[Stored items]
--------
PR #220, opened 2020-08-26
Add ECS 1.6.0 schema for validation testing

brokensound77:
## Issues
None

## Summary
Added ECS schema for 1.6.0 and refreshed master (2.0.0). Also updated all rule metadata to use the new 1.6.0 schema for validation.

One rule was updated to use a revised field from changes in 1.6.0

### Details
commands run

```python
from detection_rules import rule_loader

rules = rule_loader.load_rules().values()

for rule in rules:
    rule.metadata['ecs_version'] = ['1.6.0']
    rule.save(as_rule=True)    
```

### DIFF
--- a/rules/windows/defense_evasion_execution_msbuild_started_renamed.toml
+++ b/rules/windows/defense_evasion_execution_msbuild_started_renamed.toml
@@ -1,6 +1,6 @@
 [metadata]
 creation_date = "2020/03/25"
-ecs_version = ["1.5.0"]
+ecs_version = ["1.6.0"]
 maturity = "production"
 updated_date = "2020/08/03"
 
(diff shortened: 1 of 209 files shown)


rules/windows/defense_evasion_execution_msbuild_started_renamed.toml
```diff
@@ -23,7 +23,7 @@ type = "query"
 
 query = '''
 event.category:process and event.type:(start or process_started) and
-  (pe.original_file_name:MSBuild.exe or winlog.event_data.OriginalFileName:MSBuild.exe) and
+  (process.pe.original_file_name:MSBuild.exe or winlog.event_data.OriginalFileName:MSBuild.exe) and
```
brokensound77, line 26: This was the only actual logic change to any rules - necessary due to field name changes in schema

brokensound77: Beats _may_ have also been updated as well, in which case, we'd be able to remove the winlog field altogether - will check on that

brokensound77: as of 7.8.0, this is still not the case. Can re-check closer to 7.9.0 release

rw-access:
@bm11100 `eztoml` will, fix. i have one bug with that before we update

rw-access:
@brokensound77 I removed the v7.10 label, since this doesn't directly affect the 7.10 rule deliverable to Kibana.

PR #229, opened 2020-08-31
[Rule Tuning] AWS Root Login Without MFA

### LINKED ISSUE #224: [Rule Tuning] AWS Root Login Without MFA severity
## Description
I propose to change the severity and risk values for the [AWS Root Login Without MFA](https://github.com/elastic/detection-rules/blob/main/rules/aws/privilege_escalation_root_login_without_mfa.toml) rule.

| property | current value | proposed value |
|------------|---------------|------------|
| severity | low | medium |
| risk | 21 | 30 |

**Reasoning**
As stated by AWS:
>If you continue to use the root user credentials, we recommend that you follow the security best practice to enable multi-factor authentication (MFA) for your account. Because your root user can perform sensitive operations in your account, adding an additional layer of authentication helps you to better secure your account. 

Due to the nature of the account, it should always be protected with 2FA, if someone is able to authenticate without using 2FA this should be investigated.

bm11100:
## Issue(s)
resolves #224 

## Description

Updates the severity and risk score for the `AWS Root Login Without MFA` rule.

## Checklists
--------
Return exactly the lines from the line holding "Updates the severity" to the last line of the data, with both of those lines included and nothing added.

Updates the severity and risk score for the `AWS Root Login Without MFA` rule.

## Checklists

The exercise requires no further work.